# Booking ferry - are we a van or a motorhome?



## Lesleykh (Apr 13, 2009)

Hi,
Well, we've got to the stage where we are about to book tickets. 

We have a Renault Master panel van conversion. Does that make us a van or a motorhome for booking a ferry? Does it make any difference what we book as?

We will have a dog in the van and gas in the locker. Would that class us as a motorhome?

Any advice welcomed.

Lesley


----------



## inkey-2008 (May 24, 2008)

AS long as the van is not sign written. You can book as a camper if you use it as such or as a van makes no difference.
We had a mini bus all they need to know is the hight and the lengh and that it is not commercial.


----------



## gerardjanice (May 1, 2005)

inkey-2008 is right of course, but legally your registration document should say "motorcaravan". If it doesn't you need to have the van inspected by the Department of Transport and the registration document modified. I had this done locally, just ring up and make an appointment. I think there is a post on this forum somewhere on it.


----------



## lalala (Aug 13, 2009)

We have been told by several companies, including Stena and Eurotunnel, that if we have a kitchen then we have to be a motorhome.

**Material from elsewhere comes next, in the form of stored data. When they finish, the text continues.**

PR #4875, opened 2019-07-11
Compass runtime agent chart

akgalwas:
**Description**

- Chart for installing Compass Runtime Agent added

**Related issue(s)**
https://github.com/kyma-incubator/compass/issues/113


CODEOWNERS
```diff
@@ -199,6 +199,9 @@
 # The `compass` chart
 /resources/compass/ @PK85 @aszecowka @crabtree @pkosiec @kfurgol @tgorgol
 
+# The `compass-runtime-agent` chart
+/resources/compass/ @akgalwas @janmedrek @Szymongib @franpog859 @Maladie
```
PK85: I'm not sure if it should be a separate chart. Cause with one chart, we will can 
 use subcharts and overrides. We need to discuss that.

crabtree:
```suggestion
/resources/compass-runtime-agent/ @akgalwas @janmedrek @Szymongib @franpog859 @Maladie
```

Issue #4761, opened 2019-07-03
Update Kiali to 1.1.0


a-thaler:
**Description**
Update Kiali to the latest stable version, even if the bundles istio version is not in sync yet. That will assure that it is more stable and stays compatible, furthermore the feature aditions are quite big.

**Reasons**
Using a stable version

Part of epic https://github.com/kyma-project/kyma/issues/4168

Be ware of that the istio main chart gets updated to a newer version as well and that can cause conflicts: https://github.com/kyma-project/kyma/issues/4694

a-thaler:
I created a follow up https://github.com/kyma-project/kyma/issues/4918 as the exposure is not working fine and it should be fixed by having a dedicated module

Furthermore the relevant attributes for istio file editing should be extracted in that ticket

PR #4896, opened 2019-07-14
Kiali upgrade to version 1.1.0

hisarbalik:
#4761


resources/istio/charts/kiali/values.yaml
```diff
@@ -57,3 +57,7 @@ credentials:
   # Override the automatically detected Jaeger URL, useful when Jaeger service has no ExternalIPs
   # jaegerURL:
 prometheusAddr: http://monitoring-prometheus.kyma-system:9090
+global:
```
Demonsthere: I would suggest moving the overrides for the values to the main `istio/values.yaml`, we have all overrides there

hisarbalik: this added here because of local minikube installation, somehow does not work without this value in chart values.yam file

So we pay more than a VW T5 without a kitchen. We cannot see much logic in it but then who has ever said that ferry fares are logical. We did think with the tunnel that it was because the gas is always inspected, but in fact this isn't the case as though it is inspected at the UK end it is often not in France.
We had intended to go to Corsica this summer but are not doing so because the fare difference between two identical vehicles, apart from the kitchen, was just too big.
Lala


----------



## DTPCHEMICALS (Jul 24, 2006)

Scudo van is more expensive than our much larger mh. on ferries.

Dave p


----------



## teemyob (Nov 22, 2005)

*van*

Eurotunnel

We find van to be £20 cheaper each way than a Motorhome

™


----------



## Lesleykh (Apr 13, 2009)

So how do you get away with taking a motorhome, with a kitchen, on Eurotunnel as a van?

I'd hate to turn up and be refused!

Lesley


----------



## huss (Mar 5, 2008)

*Ferry-Tunnel*

I always found Tunnel cheapest for Van and Ferry cheapest for Motorhome. There was quite a difference.

Huss


----------